> _Work task_: In the records below, tally every line containing "LimboError". Report only the total.

[Items listed in a dataset]
++++++++++++++++++++

PR #8626, opened 2026-09-02
core/vdbe: dispatch through a direct match with register-sized results

glommer:
Opcode functions returned Result<InsnFunctionStepResult, LimboError>,
a 40-byte value returned through memory on every executed instruction.
The same shape repeated at the step level and across ~350 storage
functions that may suspend for I/O, and LimboError itself was 96 bytes
because one variant stores a parser error inline.

Box the errors so hot results fit in registers:
- LimboError's parser error is boxed (96 -> 40 bytes), with a size
  test pinning it there.
- Opcode functions return InsnResult, 16 bytes, register-returned.
  Errors are boxed where they are created; ? boxes via From.
- The interpreter dispatches through one exhaustive match instead of
  the function-pointer table, with the per-row opcodes inlined into
  their arms. With the old 40-byte results a full match regressed --
  every arm carried its own return-slot plumbing -- but with
  register-sized results it is the fastest shape.
- normal_step and step carry the boxed error too, unboxed once at the
  public Statement boundary.
- Storage-layer functions return IOResultOr<T>, which is 16 bytes and
  register-returned for most payloads.

scan_loop benchmark: select_one_100k -5.7%, select_star_100k -11.7%.

### DIFF
--- a/core/connection.rs
+++ b/core/connection.rs
@@ -10,6 +10,7 @@ use crate::sync::{
     },
     Arc, Mutex, RwLock,
 };
+use crate::types::IOResultOr;
 #[cfg(all(feature = "fs", feature = "conn_raw_api"))]
 use crate::types::{WalFrameInfo, WalState};
 #[cfg(feature = "fs")]
@@ -1414,7 +1415,7 @@ impl Connection {
     pub(crate) fn reparse_schema_nonblock(
         self: &Arc<Connection>,
         state: &mut ReparseSchemaState,
-    ) -> Result<crate::types::IOResult<()>> {
+    ) -> crate::types::IOResultOr<()> {
         use crate::types::IOResult;
         if matches!(state, ReparseSchemaState::Start) {
             // read cookie before consuming statement program - otherwise we can
@@ -1498,7 +1499,7 @@ impl Connection {
     fn drive_reparse_building(
         self: &Arc<Connection>,
         state: &mut ReparseSchemaState,
-    ) -> Result<crate::types::IOResult<()>> {
+    ) -> crate::types::IOResultOr<()> {
         use crate::types::IOResult;
         loop {
             let ReparseSchemaState::Building(inner) = state else {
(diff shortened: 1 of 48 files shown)


glommer:
The concurrent simulator failure (stable, in-process-mvcc) is pre-existing on main, not caused by this PR. `SEED=18353849629441010489 turso_whopper --mode fast --reopen-probability 0.01 --enable-mvcc --allocation-fault-probability 0.01` fails identically on clean main (a81efd85) with `property failed: sequence went in wrong direction: seq=seq_36998, value=4, watermark=19, increment=3`. Rerunning the job.

glommer:
Follow-up on the simulator failure: root-caused it — the engine is correct; it's a false positive in whopper's `SequenceCorrectnessProperty`. The seed creates a CYCLE sequence (max 19, increment 3). An explicit `BEGIN CONCURRENT` transaction consumed the wrap value (1) — in-tx emissions deliberately don't advance the shared watermark until commit — so the next autocommit nextval correctly returned 4, but `is_cycle_wrap` in `testing/concurrent-simulator/properties.rs` only recognizes a wrap when the observed value lands exactly on `min_value`, and flagged 19→4 as backwards movement. Engine emission order 19→1→4 is correct sequence semantics. Harness fix needed in `is_cycle_wrap`, separate from this PR.

penberg:
@claude Can we simplify this even more by having the step result in `ProgramState` instead and _not_ return anything from the instruction dispatchers?

glommer:
Prototyped the ProgramState-outcome design to answer this with numbers rather than argument: added a `step_outcome` field written only on exceptional outcomes (never on the keep-going path), converted the scan loop's per-row ops (Next, ResultRow, RowId, ColumnRange, Column, Goto, Rewind) to unit returns, and benchmarked with `scan_loop`.

Result: **select_one_100k +3.4% slower, select_star_100k neutral** (interleaved runs, first-run noise discarded).

Why it loses: after this PR, `InsnResult` is 16 bytes and returns in registers, so the common `Ok(Step)` never touches memory — it's a register flag the loop compares for free. Moving the outcome into `ProgramState` replaces that with a dependent memory load+compare per instruction, and the dispatch-dominated select-1 loop pays for it; where real per-row work exists it's invisible. A full conversion would also require restructuring every op that holds a cursor borrow at an IO-return site (the borrow makes `state.step_outcome` unwritable at those points), which is a large diff to buy a regression.

So keeping the return-value design. Happy to share the prototype diff if useful.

++++++++++++++++++++

> _Output_: 3